2. (Sept. Α᾿φέκ.) A city in the tribe of Issachar, not far from Jezreel, where the Philistines twice encamped before battles with the Israelites (1Sa 4:1; 1Sa 29:1; comp. 28:4). Either this or the preceding, but most probably this, was the Aphek (Sept. Α᾿φακά) mentioned in Jos 12:18, as a royal city of the Canaanites. Reland (Palest. p. 572) and others (e.g. Schwarz, Palest. p. 136) assume that the Aphek of 1Sa 4:1, must have been in the tribe of Judah, because presumed to be near Mizpeh (comp. 1Sa 7:12); but this is unnecessary. SEE APHEKAH. Josephus calls it Apheca (Α᾿φεκά, Ant. 5,11, 1; 8:14, 4). Eusebius (Onomast. ῎Αφερ) places it in the vicinity of Endor. Schwarz (Palest. p. 168), confounding this Aphek with that of 1Ki 20:26, seeks it in the village of Fuknah, two miles east of En-Gannim; but this is beyond the territory of Issachar. Kiepert (Wandkarte von Palast. 1856) locates it between the river Kishon and Shunem, apparently at El-Afuleh, where the Crusaders placed it (Van de Velde, Memoir, p. 286), or, rather, at the neighboring El-Fuleh, a ruined village (Robinson's Researches, 3, 163, 176, 181).

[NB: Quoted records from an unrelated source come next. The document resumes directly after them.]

PR #4858, opened 2023-07-31
Update issue template

Latropos:
## Summary

This is just a proposal

### DIFF
--- a/.github/ISSUE_TEMPLATE/bug-report.yml
+++ b/.github/ISSUE_TEMPLATE/bug-report.yml
@@ -20,23 +20,44 @@ body:
     attributes:
       value: |
         ## Required information
+
   - type: textarea
     id: description
     attributes:
       label: Description
-      description: Please provide a clear, concise and descriptive explanation of what the bug is. Include screenshots or a video if needed. Tell us what were you expecting to happen instead of what is happening now.
+      description: | 
+        Please provide a clear, concise and descriptive explanation of what the bug is. 
+        Make sure you tell us:
+        - [ ] What is the **actual** behavior
+        - [ ] What is the **expected** behavior
+      value: |
+        ### What happens? 
+
+        ___
+        <details>
+        ```
+        If you have long snippets of code or logs, place them HERE
+        ```
+        </details>
     validations:
       required: true
+    id: screenshot
+    attributes:
+      label: Screenshot/Recording
+      description: If possible, please add screenshots or recording. 🙏
 
   - type: textarea
     id: steps-to-reproduce
     attributes:
       label: Steps to reproduce
-      description: Provide a detailed list of steps that reproduce the issue.
+      description: |
+       How to reproduce your issue? 
+       > **Warn**
+       > It's a common mistake to provide instructions how to run the provided repository, without telling us what to do with the app once we run it.
       placeholder: |
-        1.
-        2.
-        3.
+        1. Clone my repo & run the app
+        2. Press the red button two times
+        3. ...
     validations:
       required: true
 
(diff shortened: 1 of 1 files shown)


.github/ISSUE_TEMPLATE/bug-report.yml
```diff
@@ -145,7 +167,7 @@ body:
       description: What device you are experiencing this problem on? Specify full device name along with the version of the operating system it's running.
       placeholder: ex. Samsung Galaxy A22 (Android 12)
 
-  - type: dropdown
+  - type: checkboxes
```
tomekzaw, line 170: There's a particular reason why we chose to use dropdown here &ndash; each checkbox inside issue description is treated like a task and shown like this in the issues list:

Zrzut ekranu 2023-08-1 o 00 00 40

.github/ISSUE_TEMPLATE/bug-report.yml
```diff
@@ -20,23 +20,44 @@ body:
...
   - type: textarea
     id: description
     attributes:
       label: Description
-      description: Please provide a clear, concise and descriptive explanation of what the bug is. Include screenshots or a video if needed. Tell us what were you expecting to happen instead of what is happening now.
+      description: | 
+        Please provide a clear, concise and descriptive explanation of what the bug is. 
+        Make sure you tell us:
+        - [ ] What is the **actual** behavior
+        - [ ] What is the **expected** behavior
```
tomekzaw, line 32: Have you checked how does it look like in the final rendered issue template? (You can check it on some private repository).

.github/ISSUE_TEMPLATE/bug-report.yml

Bible concordance for APHEK.

3. (Sept. Α᾿φεκά.) A town near which Benhadad was defeated by the Israelites (1Ki 20:26), evidently on the military road between Damascus and Palestine. It was walled (1Ki 20:30), and was apparently a common spot for engagements with Syria (2Ki 13:17). The use of the word הִמַּשׁוֹר (Auth. Vers. "the plain") in 1Ki 20:25, fixes the situation of Aphek to have been in the level down-country east of the Jordan, SEE MISHOR, and it seems to correspond to the Apheca of Eusebius (Onomast. Α᾿φεκά), a large castle situated near Hippo, east of the Sea of Galilee. Josephus also (Ant. 8, 14, 4) calls it Apheca (Α᾿φεκά), and it appears to have been in the tower of this place (πύργος Α᾿φεκοῦ) that some of the insurgent Galilaeans threw themselves during the war with Cestius Gallus (Joseph. War, 2, 19, 1). The same place is probably mentioned by Burckhardt, Seetzen, and others, under the name of Fik or

Afik (see Gesen. in Burckhardt, Reise, 1, 539). It is a village on the top of a mountain, containing about two hundred families, who dwell in huts built out of the ruins of the ancient city, which appears to have been peculiarly situated so as to cause the ruin of the Syrian army by an earthquake (Thomson's Land and Book, 2, 52, 53).